To do
Go through the records and copy each line where the string "struct" occurs.

Source data
==*==
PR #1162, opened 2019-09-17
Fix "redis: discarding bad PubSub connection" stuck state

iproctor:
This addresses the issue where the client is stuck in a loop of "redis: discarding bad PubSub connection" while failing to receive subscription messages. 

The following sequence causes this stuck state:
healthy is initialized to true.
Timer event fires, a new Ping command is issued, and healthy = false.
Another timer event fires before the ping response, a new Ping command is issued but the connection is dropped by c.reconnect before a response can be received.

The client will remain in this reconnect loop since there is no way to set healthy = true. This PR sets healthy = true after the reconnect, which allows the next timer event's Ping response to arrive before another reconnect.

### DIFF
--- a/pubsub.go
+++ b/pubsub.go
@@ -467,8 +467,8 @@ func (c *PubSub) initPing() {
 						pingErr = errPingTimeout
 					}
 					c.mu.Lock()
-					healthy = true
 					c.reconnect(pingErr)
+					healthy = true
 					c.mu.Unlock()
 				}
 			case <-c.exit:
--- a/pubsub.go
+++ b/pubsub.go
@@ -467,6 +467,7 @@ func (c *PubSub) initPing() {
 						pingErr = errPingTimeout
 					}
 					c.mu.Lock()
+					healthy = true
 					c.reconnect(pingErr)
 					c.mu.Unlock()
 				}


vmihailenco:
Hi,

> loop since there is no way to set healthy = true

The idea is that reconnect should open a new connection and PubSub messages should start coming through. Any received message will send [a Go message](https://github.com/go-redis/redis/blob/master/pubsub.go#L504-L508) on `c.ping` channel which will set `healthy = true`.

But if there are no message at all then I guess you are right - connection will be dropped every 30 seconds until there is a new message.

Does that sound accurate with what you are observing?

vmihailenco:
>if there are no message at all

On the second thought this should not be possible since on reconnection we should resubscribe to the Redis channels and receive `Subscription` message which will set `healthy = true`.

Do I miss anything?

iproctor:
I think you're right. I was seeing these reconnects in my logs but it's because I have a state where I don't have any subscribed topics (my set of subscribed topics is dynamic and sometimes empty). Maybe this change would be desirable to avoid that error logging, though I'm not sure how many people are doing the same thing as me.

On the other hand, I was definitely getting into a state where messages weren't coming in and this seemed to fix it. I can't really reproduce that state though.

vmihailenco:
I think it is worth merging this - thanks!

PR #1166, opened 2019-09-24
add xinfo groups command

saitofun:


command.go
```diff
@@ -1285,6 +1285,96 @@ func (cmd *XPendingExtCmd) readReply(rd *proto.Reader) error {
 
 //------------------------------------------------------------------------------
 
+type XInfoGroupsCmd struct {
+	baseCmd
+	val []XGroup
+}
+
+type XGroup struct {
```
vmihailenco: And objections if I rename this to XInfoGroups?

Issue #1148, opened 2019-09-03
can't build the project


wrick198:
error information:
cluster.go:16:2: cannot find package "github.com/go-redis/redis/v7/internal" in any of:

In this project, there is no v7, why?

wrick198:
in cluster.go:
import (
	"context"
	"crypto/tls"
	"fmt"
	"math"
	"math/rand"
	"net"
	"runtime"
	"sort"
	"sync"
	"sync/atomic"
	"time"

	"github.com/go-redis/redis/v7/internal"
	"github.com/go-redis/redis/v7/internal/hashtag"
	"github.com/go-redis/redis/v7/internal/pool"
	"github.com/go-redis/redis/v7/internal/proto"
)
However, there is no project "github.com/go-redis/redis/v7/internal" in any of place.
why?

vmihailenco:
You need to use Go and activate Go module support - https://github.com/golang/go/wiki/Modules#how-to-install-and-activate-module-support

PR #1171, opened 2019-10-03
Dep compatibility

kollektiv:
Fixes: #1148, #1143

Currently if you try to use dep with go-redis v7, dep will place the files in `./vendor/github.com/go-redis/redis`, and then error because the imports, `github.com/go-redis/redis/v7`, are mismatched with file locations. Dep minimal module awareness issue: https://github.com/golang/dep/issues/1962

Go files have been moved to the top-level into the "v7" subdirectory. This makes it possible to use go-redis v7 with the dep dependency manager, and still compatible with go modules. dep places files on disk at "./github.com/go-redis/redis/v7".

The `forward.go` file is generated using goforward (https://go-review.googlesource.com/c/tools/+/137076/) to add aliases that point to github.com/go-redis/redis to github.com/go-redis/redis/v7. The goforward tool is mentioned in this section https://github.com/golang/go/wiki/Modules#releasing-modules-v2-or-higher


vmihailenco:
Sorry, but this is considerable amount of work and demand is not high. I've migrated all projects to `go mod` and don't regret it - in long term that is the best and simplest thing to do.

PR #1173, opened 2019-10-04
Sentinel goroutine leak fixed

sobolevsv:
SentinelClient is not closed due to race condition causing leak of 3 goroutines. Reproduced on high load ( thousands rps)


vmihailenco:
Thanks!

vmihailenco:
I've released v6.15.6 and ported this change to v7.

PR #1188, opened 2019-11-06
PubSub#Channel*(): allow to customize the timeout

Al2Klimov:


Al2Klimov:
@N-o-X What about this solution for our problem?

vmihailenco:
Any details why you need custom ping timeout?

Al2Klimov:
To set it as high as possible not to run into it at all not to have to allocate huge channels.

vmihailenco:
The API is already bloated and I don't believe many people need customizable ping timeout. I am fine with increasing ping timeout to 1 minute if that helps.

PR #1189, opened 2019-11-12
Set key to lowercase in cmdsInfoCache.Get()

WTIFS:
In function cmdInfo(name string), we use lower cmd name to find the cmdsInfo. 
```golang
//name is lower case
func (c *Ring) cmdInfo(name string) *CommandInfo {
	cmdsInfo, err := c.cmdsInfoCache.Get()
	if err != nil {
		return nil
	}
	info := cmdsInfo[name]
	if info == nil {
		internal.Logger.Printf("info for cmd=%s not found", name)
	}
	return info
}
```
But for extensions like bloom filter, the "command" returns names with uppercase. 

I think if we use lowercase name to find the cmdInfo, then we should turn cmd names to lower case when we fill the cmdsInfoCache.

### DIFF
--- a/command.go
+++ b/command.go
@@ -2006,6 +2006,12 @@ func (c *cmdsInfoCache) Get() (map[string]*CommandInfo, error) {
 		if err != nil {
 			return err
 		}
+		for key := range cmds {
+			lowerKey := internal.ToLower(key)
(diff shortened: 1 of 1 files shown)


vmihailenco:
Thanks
==*==
Exercise result
+type XInfoGroupsCmd struct {
+type XGroup struct {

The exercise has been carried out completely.